**WORK ITEM:**
Quote only the lines from the top of the listing below down to and including the line with "reproduction here: https://codesandbox.io/s/0yjvkzm3vn".

**SOURCE RECORDS:**
Issue #815, opened 2018-10-05
DayPickerInput prefers typed value over controlled value 


MitchRivet:
reproduction here: https://codesandbox.io/s/0yjvkzm3vn

I know this is a very specific example, but it has come up in my particular use case. In the example above, I have a DayPickerInput with a controlled value. When I type an invalid date into the input, and the value is updated (from outside of the component) the typed valid is not cleared. This is the opposite behavior when the user changes the date from the input's overlay. 

This happens because of the order of variables in the OR condition here: https://github.com/gpbl/react-day-picker/blob/master/src/DayPickerInput.js#L569

It seems like switching the order of those two variables would be the desired approach (this.state.value is the source of truth for the input's value) 

![sharedstateexample](https://user-images.githubusercontent.com/13023846/46565101-0dc41e00-c8c1-11e8-9a4f-424b52755849.gif)

walterdn:
I believe this is the same issue as:
https://github.com/gpbl/react-day-picker/issues/804

ivan-nejezchleb:
We have the same issue in our application.

In version 7.0.7 it works fine. 
But in 7.2 there is no way how to reset the text. It is caused by merge of https://github.com/gpbl/react-day-picker/pull/778

I propose different solution, but I am not sure, if this doesn't break some other use case
- clear inner state 'typedValue' to undefined in componentDidUpdate, when props.value has changed (or at least when has changed to some valid date).
https://github.com/gpbl/react-day-picker/blob/master/src/DayPickerInput.js#L189

Issue #804, opened 2018-09-26
Can't set empty value for input ( reproduction )


wenzoto:
There was a [similar error](https://github.com/gpbl/react-day-picker/issues/666), but could not reproduce it.

https://codesandbox.io/s/7m6q1y8xmj

### reproduction

<a href="https://gyazo.com/5bbb2bc21ffb6a2bede4045e91cf7ed3"><img src="https://i.gyazo.com/5bbb2bc21ffb6a2bede4045e91cf7ed3.gif" alt="Image from Gyazo" width="538"/></a>

cjnickel:
Ran into this issue as well. Looks like PR #816 should fix this assuming it gets merged.

Bereware:
This would be a temporary solution.
This error is the one that shows when you try to modify the state:
 _**Warning: A component is changing a controlled input of type undefined to be uncontrolled**_

I have solved it this way, it is not recommended to use refs but ... xD 
```js
<DayPickerInput
    value={from}
    ref={(el) => (this.from = el)}
.../>
<DayPickerInput
    value={to}
    ref={(el) => (this.to = el)}
.../>
handleResetClick = () => {
        // this fixed the encapsulated input uncontrolled bug
        this.from.setState({ value: '', typedValue: '' });
        this.to.setState({ value: '', typedValue: '' });
    };
```
I hope help you

serban-condrea:
In order to avoid refs, I used another little hack 😅

```
<DayPickerInput
    value={to || ' '}
.../>
```

gpbl:
This has been fixed in the latest releases - please upgrade thanks

owen-stellar:
Though I've upgraded to 7.4.8 I don't see this being resolved. When I clear out the value (in a blur function when the entry is deemed to be invalid) the typedValue remains the same. Is there something more that needs to be done besides simply upgrading to 7.4.8?

tanelih:
The latest release still exhibits this problem when clearing a value that is not a valid Date.

I've played around changing the following line to also set the typed value to the given value & the problem seems to go away.

https://github.com/gpbl/react-day-picker/blob/v7/src/DayPickerInput.js#L198

```
if (isDate(value)) {
  newState.value = formatDate(value, format, dayPickerProps.locale);
} else {
  newState.value = value;
  newState.typedValue = value;
}
```

However I'm not a 100% certain this is the best solution, but it seems to work for my use case, where dates are stored in the form state as plain strings.

PR #816, opened 2018-10-06
When DayPicker input state is controlled, correctly set the input text on 'value' prop updates

MitchRivet:
Reported as an issue with explanation here: https://github.com/gpbl/react-day-picker/issues/815

Essentially, my issue is that when DayPickerInput is controlled (i.e. takes a 'value' prop) and an invalid date is entered into the input box, an update to the value prop does not clear/update the text within the input (even though the overlay correctly updates the state)

The main issue in this case happens here: https://github.com/gpbl/react-day-picker/blob/master/src/DayPickerInput.js#L576

In this case, this.state.typedValue is defined and remains inside the input, even though this.state.value is the correct state of the input.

**SOLUTION BELOW:**
Issue #815, opened 2018-10-05
DayPickerInput prefers typed value over controlled value 


MitchRivet:
reproduction here: https://codesandbox.io/s/0yjvkzm3vn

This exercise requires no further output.